PR #6620, opened 2024-07-17
Public Cloud - Compute - Deploy a GPU instance - Updating availability information

mhurtrel:
Updated and precised info about GPU availbility


OVH-Team-Guides:
Thank you for your contribution @mhurtrel

PR #6642, opened 2024-07-19
fix(LDP): EN - rewrite Rust guide for US launch

jehuty0shift:
Hi this PR rewrites most of the code snippet used as example for the user. Indeed this guide has not been updated since 2023 and the snippets are no longer compatible with updated dependencies and the SDK writtent by OVH has also changed. 

The documentation change is necessary to validate the documentation before the US launch of LDP hence the Dependency Priority Label. 

Thank you !


bs-ovh (approved):

tcpdumpfbacke:
Thanky you @jehuty0shift !

PR #6647, opened 2024-07-22
feat(using_ipmi_on_dedicated_servers): update documentation

JayBeeDe:


pages/bare_metal_cloud/dedicated_servers/using_ipmi_on_dedicated_servers/guide.en-gb.md
```diff
@@ -23,65 +21,102 @@ Please note that you may also see the term KVM (Keyboard Video and Mouse) used f
 
 ## Instructions
 
-You can access the IPMI using several different methods, the Java applet (recommended), the KVM tool from a web browser (recommended but only available for the latest servers) or the browser (Serial over LAN).
+You can access the IPMI using several different methods¹. Here is a summary:
+
+|Method Name|Short Name|Description|Copy-Paste|Virtual ISO reader²|
```
JayBeeDe: @Y0Coss do you think it could be a good idea to add a column "Use Case examples" with example of use case for each of them ? Because SoL can be useful in case the server has booted but is not reachable over the network, because contrary to KVM you can copy-paste stuffs such as logs for example

bs-ovh: Thank you for the update @JayBeeDe ! I agree, please feel free to add any information you deem useful.

JayBeeDe: done  @tcpdumpfbacke

PR #6651, opened 2024-07-23
fix(LDP): port missing in Bonfire guide code snippets

jehuty0shift:
Hi, this PR fixes a missing port in this guide preventing users to connect the CLI to Logs Data Platform. The default port changed years ago but wasn't reflected in the guide. The US launch needs all LDP guides to be up to date, hence the dependency priority. 

After editing:
This PR also remove a non working code snippet from the guide and explain more another feature.

### DIFF
--- a/pages/manage_and_operate/observability/logs_data_platform/cli_bonfire/guide.de-de.md
+++ b/pages/manage_and_operate/observability/logs_data_platform/cli_bonfire/guide.de-de.md
@@ -1,6 +1,6 @@
 ---
 title: CLI - bonfire, querying graylog from a CLI
-updated: 2020-07-27
+updated: 2024-07-24
 ---
 
 ## Objective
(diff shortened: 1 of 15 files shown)


tcpdumpfbacke:
If it is a fix on an existing guide (looks like it), then I assume it is NOT an upcoming feature (Priority: Dependency)?

bs-ovh (approved):

tcpdumpfbacke:
Thank you @jehuty0shift !

jehuty0shift:
Thanks for the review, Indeed it is not an upcoming product. However this guide need to be updated to allow the proper launch of the LDP product in The US. They use OVH guides to populate their documentation website. If the guides are not working or obsolete, the launch won't happen. Hence the dependency. The launch is scheduled before the end of Q4 IIRC.

tcpdumpfbacke:
Thanks! For future reference: The label means that the guide update must wait for something else to happen. This is the opposite case. "Urgent" label would have been better. Or we need a new one. :)

PR #95, opened 2018-10-20
 Updated the tests to be compatible with Click v7

yangineer:
Click 7x has changed the API for Result.
This fixes the tests and pins version 7 of Click.

FYI: https://click.palletsprojects.com/en/7.x/api/#click.testing.Result

### DIFF
--- a/setup.py
+++ b/setup.py
@@ -109,7 +109,7 @@ def read(filename):
 
 
 dependencies = [
-    'click>=2.0.0',
+    'click>=7.0.0',
     'psutil>=2.0.0',
     'requests>=2.5.0',
     'six>=1.9.0',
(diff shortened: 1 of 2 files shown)


setup.py
```diff
@@ -109,7 +109,7 @@ def read(filename):
 
 
 dependencies = [
-    'click>=2.0.0',
+    'click>=7.0.0',
```
cxong: Should this include a max version i.e. `click>=7.0.0,<8` to prevent surprise API breaks in the future?

yangineer: Can’t tell in advance if the tests will be affected by new breaking changes.
Don’t know if we want to limit ourselves to a specific version at this time.
If v8 comes out and updating is not worth the effort, then setting a max makes sense.

yangineer:
Merging this PR with #94.

PR #96, opened 2018-11-08
Add pypi badge to readme

cxong:


xen:
What is profit of using badges? Looks like modern search spam link building inside Github.

cxong:
@xen https://medium.freecodecamp.org/how-to-use-badges-to-stop-feeling-like-a-noob-d4e6600d37d2
Badges are a popular method of providing concise, quick and up-to-date info on a project. You'll note that this project already uses a few badges. This one provides the following benefits:

- shows the project is on pypi
- shows the pypi name at the top (granted, you could also infer the same info by reading down a bit to the `pip install pact-python` part
- shows the latest version published to pypi
- gives a link for people to go directly to the pypi project page

And all this in a tiny image that can be read at a glance. Try that with plain text.

I don't know what "search spam link" is, but badges are not. Pypi is not spam.

DannyCork:
can this be approved ? @cxong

####

● **How to complete this task**
Give back the data above word for word.

● **Answer section**
PR #6620, opened 2024-07-17
Public Cloud - Compute - Deploy a GPU instance - Updating availability information

mhurtrel:
Updated and precised info about GPU availbility


OVH-Team-Guides:
Thank you for your contribution @mhurtrel

PR #6642, opened 2024-07-19
fix(LDP): EN - rewrite Rust guide for US launch

jehuty0shift:
Hi this PR rewrites most of the code snippet used as example for the user. Indeed this guide has not been updated since 2023 and the snippets are no longer compatible with updated dependencies and the SDK writtent by OVH has also changed. 

The documentation change is necessary to validate the documentation before the US launch of LDP hence the Dependency Priority Label. 

Thank you !


bs-ovh (approved):

tcpdumpfbacke:
Thanky you @jehuty0shift !

PR #6647, opened 2024-07-22
feat(using_ipmi_on_dedicated_servers): update documentation

JayBeeDe:


pages/bare_metal_cloud/dedicated_servers/using_ipmi_on_dedicated_servers/guide.en-gb.md
```diff
@@ -23,65 +21,102 @@ Please note that you may also see the term KVM (Keyboard Video and Mouse) used f
 
 ## Instructions
 
-You can access the IPMI using several different methods, the Java applet (recommended), the KVM tool from a web browser (recommended but only available for the latest servers) or the browser (Serial over LAN).
+You can access the IPMI using several different methods¹. Here is a summary:
+
+|Method Name|Short Name|Description|Copy-Paste|Virtual ISO reader²|
```
JayBeeDe: @Y0Coss do you think it could be a good idea to add a column "Use Case examples" with example of use case for each of them ? Because SoL can be useful in case the server has booted but is not reachable over the network, because contrary to KVM you can copy-paste stuffs such as logs for example

bs-ovh: Thank you for the update @JayBeeDe ! I agree, please feel free to add any information you deem useful.

JayBeeDe: done  @tcpdumpfbacke

PR #6651, opened 2024-07-23
fix(LDP): port missing in Bonfire guide code snippets

jehuty0shift:
Hi, this PR fixes a missing port in this guide preventing users to connect the CLI to Logs Data Platform. The default port changed years ago but wasn't reflected in the guide. The US launch needs all LDP guides to be up to date, hence the dependency priority. 

After editing:
This PR also remove a non working code snippet from the guide and explain more another feature.

### DIFF
--- a/pages/manage_and_operate/observability/logs_data_platform/cli_bonfire/guide.de-de.md
+++ b/pages/manage_and_operate/observability/logs_data_platform/cli_bonfire/guide.de-de.md
@@ -1,6 +1,6 @@
 ---
 title: CLI - bonfire, querying graylog from a CLI
-updated: 2020-07-27
+updated: 2024-07-24
 ---
 
 ## Objective
(diff shortened: 1 of 15 files shown)


tcpdumpfbacke:
If it is a fix on an existing guide (looks like it), then I assume it is NOT an upcoming feature (Priority: Dependency)?

bs-ovh (approved):

tcpdumpfbacke:
Thank you @jehuty0shift !

jehuty0shift:
Thanks for the review, Indeed it is not an upcoming product. However this guide need to be updated to allow the proper launch of the LDP product in The US. They use OVH guides to populate their documentation website. If the guides are not working or obsolete, the launch won't happen. Hence the dependency. The launch is scheduled before the end of Q4 IIRC.

tcpdumpfbacke:
Thanks! For future reference: The label means that the guide update must wait for something else to happen. This is the opposite case. "Urgent" label would have been better. Or we need a new one. :)

PR #95, opened 2018-10-20
 Updated the tests to be compatible with Click v7

yangineer:
Click 7x has changed the API for Result.
This fixes the tests and pins version 7 of Click.

FYI: https://click.palletsprojects.com/en/7.x/api/#click.testing.Result

### DIFF
--- a/setup.py
+++ b/setup.py
@@ -109,7 +109,7 @@ def read(filename):
 
 
 dependencies = [
-    'click>=2.0.0',
+    'click>=7.0.0',
     'psutil>=2.0.0',
     'requests>=2.5.0',
     'six>=1.9.0',
(diff shortened: 1 of 2 files shown)


setup.py
```diff
@@ -109,7 +109,7 @@ def read(filename):
 
 
 dependencies = [
-    'click>=2.0.0',
+    'click>=7.0.0',
```
cxong: Should this include a max version i.e. `click>=7.0.0,<8` to prevent surprise API breaks in the future?

yangineer: Can’t tell in advance if the tests will be affected by new breaking changes.
Don’t know if we want to limit ourselves to a specific version at this time.
If v8 comes out and updating is not worth the effort, then setting a max makes sense.

yangineer:
Merging this PR with #94.

PR #96, opened 2018-11-08
Add pypi badge to readme

cxong:


xen:
What is profit of using badges? Looks like modern search spam link building inside Github.

cxong:
@xen https://medium.freecodecamp.org/how-to-use-badges-to-stop-feeling-like-a-noob-d4e6600d37d2
Badges are a popular method of providing concise, quick and up-to-date info on a project. You'll note that this project already uses a few badges. This one provides the following benefits:

- shows the project is on pypi
- shows the pypi name at the top (granted, you could also infer the same info by reading down a bit to the `pip install pact-python` part
- shows the latest version published to pypi
- gives a link for people to go directly to the pypi project page

And all this in a tiny image that can be read at a glance. Try that with plain text.

I don't know what "search spam link" is, but badges are not. Pypi is not spam.

DannyCork:
can this be approved ? @cxong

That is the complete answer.